Friday morning was the day the lactation station was finally delivered. Hooray! Too bad it also coincided with a high-anxiety day. Fortunately the anxiety seems to have passed (for now), but I was just feeling so overwhelmed and scared about what it is going to be be like to actually have to take care of a baby. As much as I've had a pregnancy that I won't be sorry to leave, I am not feeling very ready to actually accept what that means -- the fact that there will be another person in this household who is going to depend on us for everything. That is terrifying! We've been working so hard to make room for things, and as I mentioned last week I had a bit of an anxiety attack when we picked up our babyshower gifts from Babies R Us. For a week I'd been staring at the huge box with the crib in it, and for a week the anxiety had been building. On friday morning we moved the box out of the living room and into our bedroom, which is when I really lost it. I'll make a long story short. We'll be setting the crib up, but not in our bedroom -- the room is just to small, and I felt claustrophobic even thinking about having it set up in there. It will be in a corner of my crafty/reading room, and I think that will be fine. My mom spent a lot of the afternoon with me on Friday and helped me get through this enormous freakout, and then helped me figure out where we could put the crib where it would be serviceable and would not cause me stress, and I felt a lot better by the time she left.

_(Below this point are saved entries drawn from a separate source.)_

PR #1109, opened 2023-07-20
[WIP] Upgrade VBO Scene Model rendering performances

Kurtil:


Kurtil:
Arf... again my bad it was for the fork :/

xeolabs:
I am intrigued though! Do you have some rendering performance tweaks incoming? If so, could you give me a quick summary?

Kurtil:
> @Kurtil I am intrigued though! Do you have some rendering performance tweaks incoming? If so, could you give me a quick summary?

Yes! Recording a flame graph on a huge model, we saw that calling `matrix4fv` too much seems to reduce performances on picking. As all `triangle` renderers have relatively the same matrices in their shaders, creating a Uniform Block Buffer regrouping all main matrices (world, view, proj, decodePosition, worldNormal, viewNormal) should reduce WebGL calls and increase performance.
To go further, I'll try to reduce WebGL calls even more by using `Vertex Array Object` to prevent calling [`ArrayBuffer.bindArrayBuffer`](https://github.com/xeokit/xeokit-sdk/blob/master/src/viewer/scene/webgl/Attribute.js#L13) (is calls internally `enableVertexAttribArray`, `vertexAttribPointer` & `bindBuffer`) on each attributes for each draw.
If the performance boost is convincing, I will let you know with a PR :)

Kurtil:
See [here](https://github.com/xeokit/xeokit-sdk/pull/1113) for the full PR.

Issue #1076, opened 2023-06-11
Make picking (and camera navigation) faster by using a 1x1 viewport


xeolabs:
Currently, our GPU-assisted picking renders the object pick colors and depths to a full-sized set of buffers, equal to the size of the canvas.

This is wasteful, and I think we would get a noticeable improvement in responsiveness if we instead render pick colors and depths to a 1x1 sized buffer, which would also involve using a custom projection, align the camera along the ray passing through the front plane at the clicked canvas coordinates etc.

 The 1x1 viewpoint technique is currently used in vertex snapping: https://github.com/xeokit/xeokit-sdk/blob/master/src/viewer/scene/webgl/Renderer.js#L1358

tmarti:
Check how the clip-space remapping is done in this PR:
- https://github.com/xeokit/xeokit-sdk/pull/1062

Pro-tip: try to avoid using a custom view/projection matrix 🙂, there is a distortion of perspective towards the sides of the camera frustum if you instead try to temporarily set the camera eye/look/up to get a ray algined with the canvas coordinate.

In the mentioned PR, I ended up implementing the clip-space remapping technique (so the shader does not suffer from that perspective distortion).

I'm attenting personal things those days, but in case you're interested I'm looking forward to write a small article about the technique in the PR in some days/weeks 🙂

tmarti:
Further explanation of clip-space remapping: https://github.com/tmarti/graphics-research/blob/main/articles/webgl2-gpu-based-snapping.md#clip-space-remapping

Kurtil:
1x1 picking viewport using clip-space remapping PR is merged. This issue can be closed.

PR #1113, opened 2023-08-01
VBO Scene Model Renderers refactoring and performance improvement

Kurtil:
VBOSceneModel renderers contain a lot of duplicated lines. This PR aims to reduce duplicated lines by regrouping the logic into a new abstract class [`VBOSceneModelRenderer`](https://github.com/xeokit/xeokit-sdk/pull/1113/files#diff-4300f821d4ee6f15d73b037e60c7173f6c24bdb0390339c0227bfca2f6c51eed).

`_allocate`, `drawLayer` & `_bindProgram` are now the same for each renderers. The only differences are some parameters or the availability of the uniforms/attributes. As [`Program`](https://github.com/xeokit/xeokit-sdk/blob/master/src/viewer/scene/webgl/Program.js) attributes & uniforms depends of the corresponding shaders, it is simple to know if the current renderer needs to provide a data for the attribute or uniform.

Renderers with this PR are a VBOSceneModelRenderer ( with minimal config like one or two booleans)  + a pair of shaders.

In addition of the refactoring, this PR aims to increase performances using two WebGL APIs:

- Uniform Block Buffer for basic matrices (world, view, proj, positionDecode, worldNormal, viewNormal)
- Vertex Array Object by layer

Indeed, the first goal of these changes was to increase performance for picking. I had laggy performance with a large model while picking to highlight. With the chrome performance snapshot tab, I saw that `uniformMatrix4v` seems to be the main bottleneck. To prevent this, I used UniformBlockBuffer to provide matrices to the programs. After this change, the bottleneck was a lot of `attributeDivisor` & `vertexAttributePointer` calls. To limit these calls, I add [VAOs](https://developer.mozilla.org/en-US/docs/Web/API/WebGLVertexArrayObject) in [this commit](https://github.com/xeokit/xeokit-sdk/pull/1113/commits/ee77b4211c8b101af42fd3bc6179054b84ea3a18).

Now the main bottleneck is readpixel :) something like [this](https://github.com/xeokit/xeokit-sdk/issues/1076) could benefits this PR.

All scene representation VBOSceneModel * are still working ISO however it needed to be benchmarked.

Further improvement: The [set of the UniformBlockBuffer for matrices](https://github.com/xeokit/xeokit-sdk/pull/1113/files#diff-4300f821d4ee6f15d73b037e60c7173f6c24bdb0390339c0227bfca2f6c51eedR454-R470) could be cached if camera did not change for a entire frame rendering.


xeolabs:
@Kurtil excellent, thanks, this refactor was exactly what's needed here. I had consciously duplicated things as a first step to avoid initial complexity, with the intention of pushing duplicate code down into a "template base class" later on, once it worked, just like this, but alas never got around to it! 

Also, in case it's interesting, I ended up pushing common code into a base class in the [xeokit V3 rewrite](https://github.com/xeokit/sdk/tree/main/packages/webglrenderer) (but that code doesn't work yet, maybe later this year).

PR #1121, opened 2023-08-14
Use a `ResizeObserver` to detect changes canvas size

tmarti:
## Description

Today, in each scene `tick`, the canvas and window sizes are compared to their previous values to detect if the pixel-size of the canvas needs to be updated. By doing that, calls happen to `.clientWidth` and `.clientHeight` properties, and this can trigger DOM layout calculations per-`tick`, which adds overhead to the rendering process (according to Chrome Profiler).

Instead, this PR pretty much simplifies the mechanism and delegates the knowledge about if the canvas resized to a `ResizeObserver`, which avoid to kick any extra DOM layout calculation: the code gets simpler and more performant.

## Bonus track

Also, when the `Perspective` matrix is updated, the class will make sure to mark its `Camera` as "dirty" so it updates the matrix. This is needed in some cases so the camera gets aware that the x/y axis-ratio has changed, as the aspect ratio is handled on the projection matrix.

## Reference

`ResizeObserver` is supported on all major browsers since around 3 years ago: 

- https://caniuse.com/resizeobserver

### DIFF
--- a/src/viewer/scene/camera/Perspective.js
+++ b/src/viewer/scene/camera/Perspective.js
@@ -78,6 +78,8 @@ class Perspective extends Component {
 
         this.glRedraw();
 
+        this.camera._updateScheduled = true;
+
         this.fire("matrix", this._state.matrix);
     }
 
--- a/src/viewer/scene/canvas/Canvas.js
+++ b/src/viewer/scene/canvas/Canvas.js
@@ -72,9 +72,6 @@ class Canvas extends Component {
          */
         this.transparent = !!cfg.transparent;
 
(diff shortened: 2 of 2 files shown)


xeolabs:
@tmarti I wonder if this BIMViewer issue is somehow related: https://github.com/xeokit/xeokit-bim-viewer/issues/155

tmarti:
I think so; for the perspective case this commit in this PR should solve it:

- https://github.com/xeokit/xeokit-sdk/pull/1121/commits/8f73899f0011f2f0dcbf296ff37212209c9cafdd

This weekend has been pretty good. Saturday was hectic -- I had not gotten much sleep in friday night (oh the insomnia!). I had acupuncture, and then went with Mom and Henry to the farmers market, got my nails done. I needed lasagne for dinner so we wound up at the Olive Garden, where I also managed to pull a muscle in my back that made it really hard to move and breathe. Fun! This morning Henry went back to Whole Foods to get me some arnica and some watermelon. The arnica seems to have worked fairly well on the muscle spasm, and the watermelon is just plain yummy. We spent the afternoon at Allyndreth's MBA graduation. Congratulations, Al! She's worked so hard for this.

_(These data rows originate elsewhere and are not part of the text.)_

PR #1158, opened 2023-10-04
feature: add dual snap mode => vertex + edge

Kurtil:
This PR adds the ability to snap vertex AND edge. If both are found, vertex are snapped with higher priority. The main purpose of this changes is to do this dual snap picking with only one depth buffer initialisation to improve performance in comparaison of doing two snap picking simultaneously with different snap mode.

dualSnap

**API changes** : (BEAKING CHANGES)

- `snapMode` is only used as `frameCtx` property.
- CameraControl now has `snapVertex: boolean` & `snapEdge: boolean` properties instead of `snapMode`. (In case of both are `false`, the snapPick falls back to a regular pick with `canvasPos` and `pickSurface: true`)
- scene.snapPick accept `snapVertex: boolean` & `snapEdge: boolean` arguments instead of `snapMode`.
- `pickResult` has `snapType`: null|"vertex"|"edge" property instead of `snappedToVertex: boolean` & `snappedToEdge: boolean`.

**Implementation** :

Only `Renderer` logic, no shader update. No changes for mono type snap (only vertex or only edge).

On dual type snap, `frameCtx.snapPickLayerParams` stores empty x 1 then the edge layer params first, then empty x 1, then the vertex layer params. The empty x 1 is because the `w` of the drawn snap color is 0 if no snap, and if !== 0, represents the layer params number. The second empty x 1 is to make this line works fine (done by the `frameCtx.snapPickLayerNumber++` between the two `snapPickDrawSnapDepths` calls):

```js
const pickedLayerParmasSurface = layerParamsSurface[Math.abs(pickResultMiddleXY[3]) % layerParamsSurface.length];
```

Indeed, if `layerParamsSurface` has a length of 10, pickResultMiddleXY[3] can be 12 if a vertex snap was drawn but thanks to the % it falls back to the 2 index and layerParamsSurface[foundIndex] is not `undefined`.

Then, this line allow to know if the snap pick is a vertex pick or an edge pick:

```js
const isVertex = snapVertex && snapEdge ? snapPickResultArray[i + 3] > layerParamsSnap.length / 2 : snapVertex,
```

Has edge pick are stored on the first half of the `layerParamsSnap` array and vertex pick on the last half.

**To go further**

In case of a snapPick in center position, the previous implementation got the `pickedLayerParmasSurface` from the `layerParamsSurface` (see [here](https://github.com/xeokit/xeokit-sdk/blob/master/src/viewer/scene/webgl/Renderer.js#L1357)) array which is not correct as snap pick params are stored in the `layerParamsSnap` array. But if this is fine, the `layerParamsSnap` may not be really needed as it is the same values as the `layerParamsSurface` array. It may be interesting to simplify this code to only use the `layerParamsSurface` array.

### DIFF
--- a/src/plugins/DistanceMeasurementsPlugin/DistanceMeasurementsControl.js
+++ b/src/plugins/DistanceMeasurementsPlugin/DistanceMeasurementsControl.js
@@ -144,8 +144,11 @@ class DistanceMeasurementsControl extends Component {
                 this.markerDiv.style.marginLeft = `${event.canvasPos[0] - 5}px`;
                 this.markerDiv.style.marginTop = `${event.canvasPos[1] - 5}px`;
                 this.markerDiv.style.background = "pink";
-                if (event.snappedToVertex || event.snappedToEdge) {
+                if (event.snapType === "vertex") {
                     this.markerDiv.style.background = "greenyellow";
+                    this.markerDiv.style.border ="2px solid green";
+                } else if (event.snapType === "edge") {
+                    this.markerDiv.style.background = "lightblue";
                     this.markerDiv.style.border ="2px solid green";
                 } else {
                     this.markerDiv.style.background = "pink";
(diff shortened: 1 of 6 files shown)


xeolabs:
Makes perfect sense, thanks @Kurtil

And now we are staring down the barrel of another work week. I'm finding myself wishing that it was the last day of October, rather than the last day of September right now, but no... it is not. Too bad, because I would love to go on leave right this second. Day by day I get bigger and bigger, and more and more tired, and cranky too, making it really hard to do my job. But do my job I must, for another five weeks that is...

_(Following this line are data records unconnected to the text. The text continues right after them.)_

PR #1884, opened 2024-03-12
:bug: fix Binding cluster selection implementation

### LINKED ISSUE #1655: feature: Add more automated tests to CI/CD
### Feature Description

Currently we have two automated tests (multi-cluster-deployment and singleton-status) that test core features of KubeStellar. This is a good start but we need to test also other usage scenarios. 

### Proposed Solution

We can think of other tests as variations built as extensions of multi-cluster-deployment. These tests are designed to exercise different parts of the code:

0. Test update of an object - deliver a deployment, increase the number of replicas from 1 to 2, verify they are updated on the WEC.

1. Create object 1 with label A and label B, object 2 with label B, and a Placement that matches labels A AND B, and verify that only object 1 matches and is delivered.

2. Create object 1 with label A, object 2 with label B, and a Placement with 2 object selectors, one with label A and one with label B, and verify both objects get delivered.

3. Similar to 2, but test also specifying other criteria for selection of objects: namespace, api group, resource, name

4. Start from `multi-cluster-deployment` scenario, delete the placement and verify that the object is deleted from the WECs.

5. Start from `multi-cluster-deployment` scenario, change the placement objectSelector to no longer match and verify that the object is deleted from the WECs.

6. Start from  `multi-cluster-deployment` scenario, delete the object and verify it is deleted from the WECs.

7. Create an object and two placements that match the object (overlapping placements). Verify that by deleting one of the placements the object stays in the WEC, but when the second placement is deleted the object is deleted from the WEC.

8. Create an object and a placement that does not match,  change the placement to match, then verify that the object gets delivered.

9. Write a test for https://github.com/kubestellar/kubestellar/issues/1541 (which has been fixed)

### Want to contribute?

### Additional Context

_No response_

### LINKED ISSUE #1699: bug: convertLabelSelectorsToMap is broken two ways
### Describe the bug

`pkg/ocm/ocm.go:convertLabelSelectorsToMap` is broken in three ways.

1. The return type can not represent the OR functionality that is the semantics in https://github.com/kubestellar/kubestellar/blob/ad2f86d60cf5b27a88a16839d419d152b346ff5a/api/edge/v1alpha1/types.go#L26-L27
2. https://github.com/kubestellar/kubestellar/blob/ad2f86d60cf5b27a88a16839d419d152b346ff5a/pkg/ocm/ocm.go#L190 will fail for a selector that is not simply an AND of key=value pairs. There are indeed more complex label selectors. See https://v1-28.docs.kubernetes.io/docs/concepts/overview/working-with-objects/labels/#label-selectors .

### Steps To Reproduce

This bug report comes from code inspection.

### Expected Behavior

Any valid user input can be handled.

### Additional Context

_No response_

vMaroon:
## Summary
This PR fixes the implementation of ocm::FindClustersBySelectors to support OR in BindingPolicy spec's `clusterSelectors`, as well as support complex label selectors such as [set-based selectors](https://kubernetes.io/docs/concepts/overview/working-with-objects/labels/#set-based-requirement).

## Related issue(s)

Fixes #1699
Fixes #1655

### DIFF
--- a/test/e2e/multi-cluster-deployment/use-kubestellar.sh
+++ b/test/e2e/multi-cluster-deployment/use-kubestellar.sh
@@ -28,7 +28,9 @@ metadata:
   name: nginx-bindingpolicy
 spec:
   clusterSelectors:
-  - matchLabels: {"location-group":"edge"}
+  - matchLabels: {"name":"cluster1"}
+  - matchExpressions:
+    - { key: name, operator: In, values: [cluster2, cluster3] }
   downsync:
   - objectSelectors:
     - matchLabels: {"app.kubernetes.io/name":"nginx"}
--- a/test/e2e/multi-cluster-deployment/use-kubestellar.sh
+++ b/test/e2e/multi-cluster-deployment/use-kubestellar.sh
@@ -30,7 +30,7 @@ spec:
   clusterSelectors:
   - matchLabels: {"name":"cluster1"}
   - matchExpressions:
-    - { key: name, operator: In, values: [cluster2, cluster3] }
+    - { key: name, operator: In, values: [cluster2] }
   downsync:
   - objectSelectors:
     - matchLabels: {"app.kubernetes.io/name":"nginx"}
--- a/test/e2e/multi-cluster-deployment/use-kubestellar.sh
+++ b/test/e2e/multi-cluster-deployment/use-kubestellar.sh
@@ -28,9 +28,7 @@ metadata:
   name: nginx-bindingpolicy
 spec:
   clusterSelectors:
-  - matchLabels: {"name":"cluster1"}
-  - matchExpressions:
-    - { key: name, operator: In, values: [cluster2] }
+  - matchLabels: {"location-group":"edge"}
   downsync:
   - objectSelectors:
     - matchLabels: {"app.kubernetes.io/name":"nginx"}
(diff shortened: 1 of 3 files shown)


test/e2e/multi-cluster-deployment/use-kubestellar.sh
```diff
@@ -28,7 +28,9 @@ metadata:
   name: nginx-bindingpolicy
 spec:
   clusterSelectors:
-  - matchLabels: {"location-group":"edge"}
+  - matchLabels: {"name":"cluster1"}
+  - matchExpressions:
+    - { key: name, operator: In, values: [cluster2, cluster3] }
```
nirrozenbaum, line 33: I understand the reason for changing this file (you want to show an example how to use it and also verify this is tested), but not sure I would do this change.
few reasons:
- there is no `cluster3` in the e2e test.
- this change is testing the introduced change, but removes the test that matchLabels can select more than one cluster.
- it might be better to put this example in a README file. we can add a section that shows examples for how to select clusters.

vMaroon: I agree on cluster3, removed while updating on slack.

As for the 2nd point, what do you think about testing both here? As in:
- Revert the test to how it was
- After success: change the BP to select no clusters
- Wait until update is reflected in cluster
- Change the BP to select the two clusters with the selectors I wrote
- Test

vMaroon:
@MikeSpreitzer if you prefer a lister is used instead of client calls already in this PR, pls let me know. Otherwise we can issue it. The intention is for this fix to be a part of the PT release.

effi-ofer:
I translated the test case and added it to PR #1713.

Since I still have this month still looming between me and the month where the kiddo is due, I am hoping that I can focus on the good parts of pregnancy from here on out, so that I end this experience on a positive note. I do think in some ways that even though so much of this has been so unpleasant, I will miss pregnancy -- I'll miss the movement deep inside me, I'll miss the peace and quiet that comes when it is just me and the kiddo inside during a restful moment, I'll miss the intense love rushes that I experience from time to time that are so all consuming.